Pourquoi nous construisons ces chauffages de cette façon
Voici le truc avec ces chauffages infrarouges : nous les construisons autour d’un tube halogène parce que la physique fonctionne tout simplement mieux ainsi. Nous utilisons volontairement une charge de 2500W sous 400V — surtout pour les sites industriels où l’installation électrique peut supporter une haute tension.
Ce choix maintient le courant plus bas qu’une unité 230V de même puissance. Vous avez donc moins de contraintes sur le câblage et les connexions. Moins de chaleur, moins de souci.
Et la longueur de 300 mm ? C’était délibéré. Cela vous offre une empreinte compacte, vous permettant de concentrer une chaleur importante dans des espaces restreints — comme des enceintes ou des tunnels de convoyeur — sans avoir à repenser toute la machine.
Les détails qui assurent son fonctionnement
Le tube lui-même est en quartz, pas en verre ordinaire. Pourquoi ? Parce que le quartz supporte le choc des allumages/extinctions rapides sans se fissurer.
Le gaz halogène à l’intérieur protège le filament, de sorte que la chaleur reste constante dans le temps. Pas de décoloration. Pas de pannes prématurées.

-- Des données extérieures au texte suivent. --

PR #8425, opened 2019-02-04
[WIPTEST] added uncollection for test_provider_log_level

lina-nikiforova:
{{ pytest: -v cfme/tests/configure/test_logs.py::test_provider_log_level --use-provider=complete }}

Ensuite, il y a le connecteur R7s — un verrou à baïonnette à deux extrémités qui s’enclenche et reste en place. C’est un standard utilisé dans de nombreuses machines, donc vous le câbler une fois, et il tient bon même en cas de vibrations.
Ce pour quoi il est vraiment conçu
Cette configuration est faite pour le chauffage ponctuel et le séchage localisé où la rapidité compte. La sortie à ondes courtes frappe immédiatement — pas besoin d’attendre qu’il chauffe.
Mais cette puissance concentrée chauffe aussi rapidement l’air environnant. Prévoyez donc un dégagement et une ventilation. Un tube de 2500W sur 300 mm nécessite un plan de ventilation solide pour éviter que les électroniques proches ne surchauffent.